Secondly, these are kids who have survived abusive households for more than a decade and a half; they often think it’s normal. We were trained to ask these young women what the worst punishment they had received was. I still remember the 16 year-old who scoffed at that idea that she was abused and then when asked about punishment said “well, he once threw me through the bathroom wall.”
The last type of call was often from immigrant kids, who protective services would never consider abused, but who faced dire consequences if their families discovered their pregnancies. We had one Ethiopian 17 year-old, a girl with a full college scholarship, who faced being sent back to Africa, denied the chance to go to school, and “circumcision.” She was quite forceful. She told us about a beloved cousin, who when faced with the same situation had been persuaded to tell her parents by a “crisis” pregnancy center; the cousin was gone. Her parents had arranged for her “treatment” in Ethiopia and for her marriage there.

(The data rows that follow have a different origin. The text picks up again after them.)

PR #4497, opened 2025-01-09
More small fixes for compiling the UI crate to WASM

jplatte:
Previously: https://github.com/matrix-org/matrix-rust-sdk/pull/4491

I've got one more PR with a slightly larger diff coming, then it should compile!

Signed-off-by: Jonas Platte <jplatte+matrix@posteo.de>

PR #4498, opened 2025-01-09
refactor(ui): Use RPITIT / AFIT for RoomDataProvider

jplatte:
Based on #4497 (that one should be merged first).
I think this should be the last change required to make the UI crate compile on WASM. I'll make a separate PR to add that to CI afterwards.

### DIFF
--- a/crates/matrix-sdk-ui/src/timeline/traits.rs
+++ b/crates/matrix-sdk-ui/src/timeline/traits.rs
@@ -15,14 +15,12 @@
 use std::future::Future;
 
 use eyeball::Subscriber;
-use futures_util::FutureExt as _;
 use indexmap::IndexMap;
 #[cfg(test)]
 use matrix_sdk::crypto::{DecryptionSettings, RoomEventDecryptionResult, TrustRequirement};
 use matrix_sdk::{
     crypto::types::events::CryptoContextInfo, deserialized_responses::TimelineEvent,
-    event_cache::paginator::PaginableRoom, AsyncTraitDeps, BoxFuture, Result, Room,
-    SendOutsideWasm,
+    event_cache::paginator::PaginableRoom, AsyncTraitDeps, Result, Room, SendOutsideWasm,
 };
 use matrix_sdk_base::{latest_event::LatestEvent, RoomInfo};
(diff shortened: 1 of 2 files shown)


crates/matrix-sdk-ui/src/timeline/traits.rs
```diff
@@ -160,128 +164,110 @@ impl RoomDataProvider for Room {
...
-                    debug!("Could not aggregate push context");
-                    None
-                }
+    async fn push_rules_and_context(&self) -> Option<(Ruleset, PushConditionRoomCtx)> {
+        match self.push_context().await {
+            Ok(Some(push_context)) => match self.client().account().push_rules().await {
+                Ok(push_rules) => Some((push_rules, push_context)),
                 Err(e) => {
-                    error!("Could not get push context: {e}");
+                    error!("Could not get push rules: {e}");
```
Hywan, line 222: :+1:

Hywan (approved):
I'm good with these changes. Thanks!

crates/matrix-sdk-ui/src/timeline/traits.rs
jplatte: Err, this is not something I changed..

jplatte: Checked the diff, it's all good. This is just git displaying the change in a very confusing way because indentation changed. This was already correct before.

jplatte:
Ah, I thought closing / re-opening would trigger CI but apparently there's now merge conflicts.

crates/matrix-sdk-ui/src/timeline/traits.rs
Hywan: Oh yeah right, sorry for the noise.

Hywan:
RPITIT is [_Return Position Implementation Trait in Trait_](https://rustc-dev-guide.rust-lang.org/return-position-impl-trait-in-trait.html).

AFIT is _Async Function In Trait_.

+1 for not using acronyms in titles, or at least explain them in the description. Not everyone is aware of their meaning.

PR #4499, opened 2025-01-10
fix: Implement visit_bytes for the Ed25519PublicKey deserialization

poljar:
This fixes the deserialization of the SenderData since it switched to the base64 encoding for serialization of the master key in one of its variants.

I even sent a girl to Kansas once; she was a marathon runner and a track star. She lost her period every year during training season and so really did not know she was pregnant until the middle of the second trimester. Her parents were hard core religious, and she knew that they would turn her out on the streets no matter what happened with the pregnancy. She didn’t want to be homeless.
None of these teens get to speak out, it wouldn’t be safe for them to. We get to pass laws that endanger their lives, but they can’t protest. I worked for them, tried to protect them, but have always kept a slight veil of anonymity because I’m afraid of the personal and professional consequences of doing the right thing, of talking about doing the right thing, in a world that bombastically declares it wrong.
I know I am helping the right-wing make something private into something shameful by being discrete. But I don’t have a T.V. show, I don’t have security guards, all I have is the residual fear that somewhere there is a man with a gun, looking for our office, who is absolutely certain he has the right to shoot me, because I help teenagers get abortions.
When in this “debate” do my deep convictions get honored?